[Saved data entries]
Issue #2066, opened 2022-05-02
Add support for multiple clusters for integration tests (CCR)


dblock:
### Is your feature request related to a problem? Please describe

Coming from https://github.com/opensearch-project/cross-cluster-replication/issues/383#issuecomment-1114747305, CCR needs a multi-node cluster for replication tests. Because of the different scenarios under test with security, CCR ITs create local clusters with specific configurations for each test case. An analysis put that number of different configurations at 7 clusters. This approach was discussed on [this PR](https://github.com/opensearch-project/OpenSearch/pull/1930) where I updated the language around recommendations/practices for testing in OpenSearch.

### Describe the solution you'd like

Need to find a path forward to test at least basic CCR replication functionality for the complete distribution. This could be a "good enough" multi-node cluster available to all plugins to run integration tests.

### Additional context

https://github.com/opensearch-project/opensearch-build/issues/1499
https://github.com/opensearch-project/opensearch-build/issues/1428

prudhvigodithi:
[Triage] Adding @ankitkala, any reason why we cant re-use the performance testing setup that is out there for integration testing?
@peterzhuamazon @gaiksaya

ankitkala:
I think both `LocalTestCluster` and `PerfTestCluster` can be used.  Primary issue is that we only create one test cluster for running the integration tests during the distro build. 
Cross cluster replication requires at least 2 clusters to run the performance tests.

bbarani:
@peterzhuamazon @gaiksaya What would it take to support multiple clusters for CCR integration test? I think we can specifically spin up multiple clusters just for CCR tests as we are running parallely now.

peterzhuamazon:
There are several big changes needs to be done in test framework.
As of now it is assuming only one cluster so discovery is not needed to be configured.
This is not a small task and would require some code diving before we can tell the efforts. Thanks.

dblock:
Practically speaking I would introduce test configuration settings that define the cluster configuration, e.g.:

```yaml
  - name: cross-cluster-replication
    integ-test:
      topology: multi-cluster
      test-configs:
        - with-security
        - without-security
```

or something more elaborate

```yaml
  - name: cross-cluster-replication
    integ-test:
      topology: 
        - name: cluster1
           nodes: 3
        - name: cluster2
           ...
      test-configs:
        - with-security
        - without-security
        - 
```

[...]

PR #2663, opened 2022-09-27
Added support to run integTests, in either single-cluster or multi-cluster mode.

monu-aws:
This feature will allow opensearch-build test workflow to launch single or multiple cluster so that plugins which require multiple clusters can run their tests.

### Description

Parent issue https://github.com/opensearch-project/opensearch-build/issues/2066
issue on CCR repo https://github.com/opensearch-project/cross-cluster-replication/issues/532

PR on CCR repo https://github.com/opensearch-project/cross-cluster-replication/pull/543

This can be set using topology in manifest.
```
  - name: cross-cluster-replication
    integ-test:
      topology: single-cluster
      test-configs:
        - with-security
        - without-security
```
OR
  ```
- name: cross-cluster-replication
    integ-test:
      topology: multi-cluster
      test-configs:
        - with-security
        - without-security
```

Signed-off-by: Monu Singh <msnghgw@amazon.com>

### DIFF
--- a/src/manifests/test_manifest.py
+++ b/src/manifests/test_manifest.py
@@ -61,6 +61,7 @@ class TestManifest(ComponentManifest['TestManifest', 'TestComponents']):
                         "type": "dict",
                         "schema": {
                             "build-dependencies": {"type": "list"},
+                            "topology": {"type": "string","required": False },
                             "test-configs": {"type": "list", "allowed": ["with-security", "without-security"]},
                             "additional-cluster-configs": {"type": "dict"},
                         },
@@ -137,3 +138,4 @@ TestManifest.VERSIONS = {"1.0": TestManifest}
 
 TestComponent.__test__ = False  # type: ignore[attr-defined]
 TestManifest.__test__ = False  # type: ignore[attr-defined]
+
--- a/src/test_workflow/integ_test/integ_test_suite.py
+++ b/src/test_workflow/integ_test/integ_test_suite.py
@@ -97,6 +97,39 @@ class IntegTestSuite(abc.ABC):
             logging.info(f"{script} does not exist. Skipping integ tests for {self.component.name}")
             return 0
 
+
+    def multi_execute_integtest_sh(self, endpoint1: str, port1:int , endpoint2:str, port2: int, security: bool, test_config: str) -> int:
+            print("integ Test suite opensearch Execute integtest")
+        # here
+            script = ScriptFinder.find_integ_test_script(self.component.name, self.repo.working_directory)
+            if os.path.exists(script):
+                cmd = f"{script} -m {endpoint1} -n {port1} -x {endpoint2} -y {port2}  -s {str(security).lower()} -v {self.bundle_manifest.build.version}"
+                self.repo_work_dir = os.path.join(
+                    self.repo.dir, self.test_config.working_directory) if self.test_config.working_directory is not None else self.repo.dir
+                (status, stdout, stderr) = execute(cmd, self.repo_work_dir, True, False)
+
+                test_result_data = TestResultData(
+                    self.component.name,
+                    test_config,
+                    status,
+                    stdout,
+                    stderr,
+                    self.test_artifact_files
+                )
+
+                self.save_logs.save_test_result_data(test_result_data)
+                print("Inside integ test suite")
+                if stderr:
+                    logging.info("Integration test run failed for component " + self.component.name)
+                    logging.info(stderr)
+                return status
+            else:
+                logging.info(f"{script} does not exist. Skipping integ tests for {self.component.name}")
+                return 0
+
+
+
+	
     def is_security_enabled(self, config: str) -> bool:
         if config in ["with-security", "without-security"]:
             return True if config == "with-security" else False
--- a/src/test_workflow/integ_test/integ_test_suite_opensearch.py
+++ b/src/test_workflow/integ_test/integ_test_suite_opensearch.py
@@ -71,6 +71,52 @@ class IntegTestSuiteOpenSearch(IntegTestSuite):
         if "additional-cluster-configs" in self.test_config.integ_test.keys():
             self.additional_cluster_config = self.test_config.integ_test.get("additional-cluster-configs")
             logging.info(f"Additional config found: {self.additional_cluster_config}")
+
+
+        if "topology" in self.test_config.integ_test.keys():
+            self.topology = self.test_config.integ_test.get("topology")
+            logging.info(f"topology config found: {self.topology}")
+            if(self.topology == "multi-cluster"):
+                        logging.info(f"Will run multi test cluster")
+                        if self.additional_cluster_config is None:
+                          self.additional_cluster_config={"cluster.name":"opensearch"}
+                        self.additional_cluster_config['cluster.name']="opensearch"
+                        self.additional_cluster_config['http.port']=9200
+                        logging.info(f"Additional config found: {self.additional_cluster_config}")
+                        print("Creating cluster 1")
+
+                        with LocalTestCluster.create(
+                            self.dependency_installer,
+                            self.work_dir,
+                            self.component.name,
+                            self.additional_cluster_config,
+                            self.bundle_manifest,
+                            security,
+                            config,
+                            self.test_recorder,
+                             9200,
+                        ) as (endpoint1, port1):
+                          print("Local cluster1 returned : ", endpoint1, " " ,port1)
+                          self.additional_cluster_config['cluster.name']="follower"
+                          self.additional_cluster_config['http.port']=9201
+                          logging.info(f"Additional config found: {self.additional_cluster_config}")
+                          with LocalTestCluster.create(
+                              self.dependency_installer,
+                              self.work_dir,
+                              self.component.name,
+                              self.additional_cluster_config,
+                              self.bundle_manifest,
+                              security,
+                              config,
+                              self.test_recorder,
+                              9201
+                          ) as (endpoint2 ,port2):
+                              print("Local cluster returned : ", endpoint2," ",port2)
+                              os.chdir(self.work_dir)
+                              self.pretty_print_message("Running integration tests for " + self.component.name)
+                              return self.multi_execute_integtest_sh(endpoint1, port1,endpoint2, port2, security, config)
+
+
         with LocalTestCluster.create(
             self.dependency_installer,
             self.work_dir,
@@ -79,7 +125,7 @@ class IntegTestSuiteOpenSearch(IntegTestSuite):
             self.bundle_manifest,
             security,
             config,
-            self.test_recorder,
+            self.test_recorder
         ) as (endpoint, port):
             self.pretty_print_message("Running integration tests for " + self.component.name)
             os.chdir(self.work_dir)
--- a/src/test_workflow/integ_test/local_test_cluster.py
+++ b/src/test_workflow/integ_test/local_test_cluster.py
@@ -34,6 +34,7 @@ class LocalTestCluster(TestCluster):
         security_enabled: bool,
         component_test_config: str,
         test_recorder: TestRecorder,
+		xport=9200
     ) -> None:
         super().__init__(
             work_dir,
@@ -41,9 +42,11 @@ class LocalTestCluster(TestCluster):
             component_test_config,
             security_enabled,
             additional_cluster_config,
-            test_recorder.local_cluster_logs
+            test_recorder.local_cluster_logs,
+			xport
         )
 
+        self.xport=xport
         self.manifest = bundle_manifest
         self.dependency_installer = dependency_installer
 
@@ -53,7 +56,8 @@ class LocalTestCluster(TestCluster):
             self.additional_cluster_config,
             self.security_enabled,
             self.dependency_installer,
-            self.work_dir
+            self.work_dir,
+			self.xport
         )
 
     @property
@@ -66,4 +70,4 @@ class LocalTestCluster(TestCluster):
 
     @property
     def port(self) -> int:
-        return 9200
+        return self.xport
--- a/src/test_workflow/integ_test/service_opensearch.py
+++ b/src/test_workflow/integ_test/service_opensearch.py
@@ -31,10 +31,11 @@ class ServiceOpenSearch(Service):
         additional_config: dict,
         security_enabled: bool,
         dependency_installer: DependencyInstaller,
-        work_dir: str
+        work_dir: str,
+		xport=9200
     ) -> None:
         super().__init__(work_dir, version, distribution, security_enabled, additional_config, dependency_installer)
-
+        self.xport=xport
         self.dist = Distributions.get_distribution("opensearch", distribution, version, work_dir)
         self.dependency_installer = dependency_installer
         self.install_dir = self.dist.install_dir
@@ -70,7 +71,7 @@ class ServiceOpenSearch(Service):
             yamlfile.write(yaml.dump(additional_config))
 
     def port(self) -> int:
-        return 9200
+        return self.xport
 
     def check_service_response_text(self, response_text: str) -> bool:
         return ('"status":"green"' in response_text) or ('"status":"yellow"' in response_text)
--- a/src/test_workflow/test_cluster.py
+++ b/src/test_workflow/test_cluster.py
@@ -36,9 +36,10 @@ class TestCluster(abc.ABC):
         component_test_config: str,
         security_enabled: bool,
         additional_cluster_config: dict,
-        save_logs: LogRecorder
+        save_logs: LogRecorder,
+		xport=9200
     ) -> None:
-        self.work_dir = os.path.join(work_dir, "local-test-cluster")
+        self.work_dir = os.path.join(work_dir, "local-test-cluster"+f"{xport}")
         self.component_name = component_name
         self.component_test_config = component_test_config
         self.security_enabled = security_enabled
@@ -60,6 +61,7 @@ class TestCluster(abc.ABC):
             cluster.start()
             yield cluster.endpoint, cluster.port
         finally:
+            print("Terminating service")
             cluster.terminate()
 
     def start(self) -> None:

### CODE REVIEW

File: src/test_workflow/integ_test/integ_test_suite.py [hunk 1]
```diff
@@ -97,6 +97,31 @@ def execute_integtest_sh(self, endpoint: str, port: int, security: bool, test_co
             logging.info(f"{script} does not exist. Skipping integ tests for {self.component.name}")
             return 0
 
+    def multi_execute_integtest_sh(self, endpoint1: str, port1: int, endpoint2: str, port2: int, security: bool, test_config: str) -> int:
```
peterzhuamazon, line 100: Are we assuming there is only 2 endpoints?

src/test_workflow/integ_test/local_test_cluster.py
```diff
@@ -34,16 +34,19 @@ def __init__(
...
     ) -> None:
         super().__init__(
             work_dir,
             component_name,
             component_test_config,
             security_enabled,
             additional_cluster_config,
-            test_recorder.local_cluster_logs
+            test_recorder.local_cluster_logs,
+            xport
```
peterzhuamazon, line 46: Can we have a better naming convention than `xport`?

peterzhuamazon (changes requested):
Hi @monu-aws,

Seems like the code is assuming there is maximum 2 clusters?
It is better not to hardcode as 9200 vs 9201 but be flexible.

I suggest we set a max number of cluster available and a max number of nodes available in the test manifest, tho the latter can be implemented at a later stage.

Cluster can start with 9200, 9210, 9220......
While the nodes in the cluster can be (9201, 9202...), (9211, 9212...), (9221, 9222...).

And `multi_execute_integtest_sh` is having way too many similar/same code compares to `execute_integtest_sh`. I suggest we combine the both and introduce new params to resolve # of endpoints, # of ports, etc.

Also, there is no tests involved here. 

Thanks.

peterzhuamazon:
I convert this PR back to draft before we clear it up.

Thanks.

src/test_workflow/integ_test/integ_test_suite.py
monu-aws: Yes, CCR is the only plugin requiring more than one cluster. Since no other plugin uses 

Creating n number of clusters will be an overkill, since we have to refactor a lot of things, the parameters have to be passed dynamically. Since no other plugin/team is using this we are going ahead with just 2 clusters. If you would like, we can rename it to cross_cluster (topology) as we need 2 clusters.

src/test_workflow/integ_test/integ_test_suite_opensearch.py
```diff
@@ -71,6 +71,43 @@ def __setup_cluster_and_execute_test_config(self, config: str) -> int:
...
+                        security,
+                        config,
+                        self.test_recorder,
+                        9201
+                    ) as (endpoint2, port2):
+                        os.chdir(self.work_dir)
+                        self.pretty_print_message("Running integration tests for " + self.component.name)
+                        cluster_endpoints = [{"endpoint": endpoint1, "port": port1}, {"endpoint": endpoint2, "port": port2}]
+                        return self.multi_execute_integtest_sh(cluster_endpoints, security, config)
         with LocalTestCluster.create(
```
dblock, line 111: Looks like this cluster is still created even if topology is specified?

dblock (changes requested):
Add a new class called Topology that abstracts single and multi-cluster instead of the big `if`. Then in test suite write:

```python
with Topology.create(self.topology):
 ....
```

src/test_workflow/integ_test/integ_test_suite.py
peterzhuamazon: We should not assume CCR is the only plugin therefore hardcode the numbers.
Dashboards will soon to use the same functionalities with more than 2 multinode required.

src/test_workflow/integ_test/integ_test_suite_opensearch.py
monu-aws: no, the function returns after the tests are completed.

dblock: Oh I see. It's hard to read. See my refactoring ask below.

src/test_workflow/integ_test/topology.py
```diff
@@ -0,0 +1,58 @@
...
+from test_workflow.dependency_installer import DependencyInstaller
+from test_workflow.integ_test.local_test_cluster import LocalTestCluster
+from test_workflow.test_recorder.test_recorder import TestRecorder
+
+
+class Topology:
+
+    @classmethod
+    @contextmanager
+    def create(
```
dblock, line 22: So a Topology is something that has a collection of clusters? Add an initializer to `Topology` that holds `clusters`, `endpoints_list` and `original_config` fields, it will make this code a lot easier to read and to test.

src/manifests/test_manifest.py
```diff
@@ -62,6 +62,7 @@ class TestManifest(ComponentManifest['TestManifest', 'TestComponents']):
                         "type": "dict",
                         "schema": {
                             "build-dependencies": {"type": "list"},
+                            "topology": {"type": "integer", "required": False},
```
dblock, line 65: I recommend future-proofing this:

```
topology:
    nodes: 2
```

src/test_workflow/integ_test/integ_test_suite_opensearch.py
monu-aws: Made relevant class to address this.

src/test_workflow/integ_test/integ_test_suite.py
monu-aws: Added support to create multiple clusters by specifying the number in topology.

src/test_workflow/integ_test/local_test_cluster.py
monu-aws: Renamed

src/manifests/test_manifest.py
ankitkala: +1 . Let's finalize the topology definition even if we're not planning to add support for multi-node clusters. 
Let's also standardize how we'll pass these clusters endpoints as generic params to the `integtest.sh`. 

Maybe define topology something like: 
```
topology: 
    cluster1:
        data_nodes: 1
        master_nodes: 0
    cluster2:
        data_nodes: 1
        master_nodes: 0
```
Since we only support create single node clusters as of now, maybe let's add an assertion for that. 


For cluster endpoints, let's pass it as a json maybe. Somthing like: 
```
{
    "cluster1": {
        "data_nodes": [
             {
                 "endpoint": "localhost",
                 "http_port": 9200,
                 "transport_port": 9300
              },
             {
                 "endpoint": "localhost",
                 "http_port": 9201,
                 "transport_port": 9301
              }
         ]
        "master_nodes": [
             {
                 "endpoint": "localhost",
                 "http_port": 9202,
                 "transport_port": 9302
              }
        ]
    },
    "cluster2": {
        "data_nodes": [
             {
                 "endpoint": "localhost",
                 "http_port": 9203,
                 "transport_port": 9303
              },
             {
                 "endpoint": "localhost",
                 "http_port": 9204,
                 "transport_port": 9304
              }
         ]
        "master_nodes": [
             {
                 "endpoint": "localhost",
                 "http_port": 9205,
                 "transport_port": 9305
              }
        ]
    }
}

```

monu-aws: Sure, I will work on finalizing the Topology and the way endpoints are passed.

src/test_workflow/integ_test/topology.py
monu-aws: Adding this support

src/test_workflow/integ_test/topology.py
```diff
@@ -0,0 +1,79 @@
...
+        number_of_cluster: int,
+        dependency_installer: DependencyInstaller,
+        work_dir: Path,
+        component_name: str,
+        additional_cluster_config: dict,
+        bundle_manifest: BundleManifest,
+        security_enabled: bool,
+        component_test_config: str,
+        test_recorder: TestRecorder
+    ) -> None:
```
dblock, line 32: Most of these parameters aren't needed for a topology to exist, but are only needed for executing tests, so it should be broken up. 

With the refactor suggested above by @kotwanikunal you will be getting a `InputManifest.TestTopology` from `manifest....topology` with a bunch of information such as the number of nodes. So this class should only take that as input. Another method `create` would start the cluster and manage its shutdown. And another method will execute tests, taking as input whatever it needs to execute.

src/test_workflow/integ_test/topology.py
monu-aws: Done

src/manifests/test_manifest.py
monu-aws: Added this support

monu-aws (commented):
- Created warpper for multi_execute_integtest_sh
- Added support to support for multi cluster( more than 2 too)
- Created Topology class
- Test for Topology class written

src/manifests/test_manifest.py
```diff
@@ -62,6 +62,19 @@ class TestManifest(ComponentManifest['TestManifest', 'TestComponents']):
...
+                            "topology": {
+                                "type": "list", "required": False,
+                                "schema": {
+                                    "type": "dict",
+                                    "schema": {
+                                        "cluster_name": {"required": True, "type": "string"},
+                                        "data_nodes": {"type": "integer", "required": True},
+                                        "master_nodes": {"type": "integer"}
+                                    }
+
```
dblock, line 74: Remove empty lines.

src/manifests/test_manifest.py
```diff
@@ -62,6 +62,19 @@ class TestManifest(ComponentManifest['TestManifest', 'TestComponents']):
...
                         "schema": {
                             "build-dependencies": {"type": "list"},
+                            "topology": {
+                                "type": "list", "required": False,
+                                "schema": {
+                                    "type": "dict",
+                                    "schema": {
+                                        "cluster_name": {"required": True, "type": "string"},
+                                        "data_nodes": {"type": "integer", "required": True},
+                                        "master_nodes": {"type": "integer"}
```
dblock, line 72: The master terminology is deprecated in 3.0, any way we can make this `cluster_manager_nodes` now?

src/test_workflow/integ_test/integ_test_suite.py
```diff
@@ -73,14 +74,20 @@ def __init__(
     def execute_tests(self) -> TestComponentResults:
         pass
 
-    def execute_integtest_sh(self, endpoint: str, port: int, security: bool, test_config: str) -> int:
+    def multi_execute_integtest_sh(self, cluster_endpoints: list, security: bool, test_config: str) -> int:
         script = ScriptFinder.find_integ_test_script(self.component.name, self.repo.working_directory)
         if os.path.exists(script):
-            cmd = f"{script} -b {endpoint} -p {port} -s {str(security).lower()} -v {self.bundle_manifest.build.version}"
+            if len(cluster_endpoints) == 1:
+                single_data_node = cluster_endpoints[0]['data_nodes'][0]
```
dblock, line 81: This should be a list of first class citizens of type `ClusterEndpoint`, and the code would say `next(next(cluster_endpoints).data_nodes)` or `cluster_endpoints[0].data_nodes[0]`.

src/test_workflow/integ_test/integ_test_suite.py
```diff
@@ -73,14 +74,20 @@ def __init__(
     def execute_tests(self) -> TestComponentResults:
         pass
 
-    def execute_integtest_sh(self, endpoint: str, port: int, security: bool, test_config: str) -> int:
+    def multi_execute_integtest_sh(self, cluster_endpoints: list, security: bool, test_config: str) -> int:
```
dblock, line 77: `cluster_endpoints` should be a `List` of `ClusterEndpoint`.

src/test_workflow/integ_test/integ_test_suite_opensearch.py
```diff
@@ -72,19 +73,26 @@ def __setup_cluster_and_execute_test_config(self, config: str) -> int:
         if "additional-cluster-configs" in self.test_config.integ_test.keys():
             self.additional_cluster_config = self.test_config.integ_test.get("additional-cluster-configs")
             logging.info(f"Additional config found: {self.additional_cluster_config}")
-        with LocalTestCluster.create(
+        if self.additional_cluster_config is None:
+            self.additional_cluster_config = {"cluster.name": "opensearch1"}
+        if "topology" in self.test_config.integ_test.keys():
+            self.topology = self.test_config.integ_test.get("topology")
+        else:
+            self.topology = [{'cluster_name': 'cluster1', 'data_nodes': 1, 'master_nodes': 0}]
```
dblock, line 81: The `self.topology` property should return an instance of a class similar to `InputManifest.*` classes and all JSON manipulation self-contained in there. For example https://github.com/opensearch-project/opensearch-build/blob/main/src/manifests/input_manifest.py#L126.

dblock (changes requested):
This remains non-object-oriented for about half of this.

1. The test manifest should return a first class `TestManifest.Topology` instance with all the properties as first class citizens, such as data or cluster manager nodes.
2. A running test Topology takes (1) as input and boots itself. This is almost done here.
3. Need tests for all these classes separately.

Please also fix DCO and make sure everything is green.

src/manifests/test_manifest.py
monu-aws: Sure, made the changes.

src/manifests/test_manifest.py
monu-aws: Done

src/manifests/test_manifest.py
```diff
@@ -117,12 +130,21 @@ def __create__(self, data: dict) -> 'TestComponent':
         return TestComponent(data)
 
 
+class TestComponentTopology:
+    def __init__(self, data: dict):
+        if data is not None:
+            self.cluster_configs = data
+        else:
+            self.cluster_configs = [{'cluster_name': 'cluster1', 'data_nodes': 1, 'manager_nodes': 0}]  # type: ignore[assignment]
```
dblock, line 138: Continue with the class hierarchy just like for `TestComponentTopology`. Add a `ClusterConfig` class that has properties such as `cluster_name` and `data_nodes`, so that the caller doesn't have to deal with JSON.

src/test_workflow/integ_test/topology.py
* * *
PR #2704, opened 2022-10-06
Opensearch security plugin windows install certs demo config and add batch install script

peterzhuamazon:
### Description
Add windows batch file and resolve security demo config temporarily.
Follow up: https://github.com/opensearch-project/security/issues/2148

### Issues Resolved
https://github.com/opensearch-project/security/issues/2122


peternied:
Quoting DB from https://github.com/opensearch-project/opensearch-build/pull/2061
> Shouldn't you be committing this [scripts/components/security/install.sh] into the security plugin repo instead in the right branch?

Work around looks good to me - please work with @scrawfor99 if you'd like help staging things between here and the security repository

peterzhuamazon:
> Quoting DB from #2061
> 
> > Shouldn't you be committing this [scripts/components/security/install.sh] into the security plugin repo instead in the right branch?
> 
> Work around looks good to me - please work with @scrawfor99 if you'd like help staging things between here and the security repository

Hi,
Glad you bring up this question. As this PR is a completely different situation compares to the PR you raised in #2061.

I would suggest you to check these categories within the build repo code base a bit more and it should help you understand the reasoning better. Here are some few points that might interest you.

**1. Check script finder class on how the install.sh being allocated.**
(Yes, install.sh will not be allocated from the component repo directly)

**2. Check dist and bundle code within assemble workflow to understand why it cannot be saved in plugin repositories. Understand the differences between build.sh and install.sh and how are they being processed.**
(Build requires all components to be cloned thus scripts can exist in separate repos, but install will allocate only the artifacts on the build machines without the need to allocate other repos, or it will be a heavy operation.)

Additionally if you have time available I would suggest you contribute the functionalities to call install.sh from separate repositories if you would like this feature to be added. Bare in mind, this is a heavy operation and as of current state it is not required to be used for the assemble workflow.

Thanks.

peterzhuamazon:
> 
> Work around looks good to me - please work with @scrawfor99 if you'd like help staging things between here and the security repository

▸ PROBLEM DETAILS
Would you copy out exactly the lines above that start at the one containing "While the nodes" and end at the one containing "monu-aws: Yes, CCR", inclusive?

▸ RESULT FOR THIS TASK
While the nodes in the cluster can be (9201, 9202...), (9211, 9212...), (9221, 9222...).

And `multi_execute_integtest_sh` is having way too many similar/same code compares to `execute_integtest_sh`. I suggest we combine the both and introduce new params to resolve # of endpoints, # of ports, etc.

Also, there is no tests involved here. 

Thanks.

peterzhuamazon:
I convert this PR back to draft before we clear it up.

Thanks.

src/test_workflow/integ_test/integ_test_suite.py
monu-aws: Yes, CCR is the only plugin requiring more than one cluster. Since no other plugin uses 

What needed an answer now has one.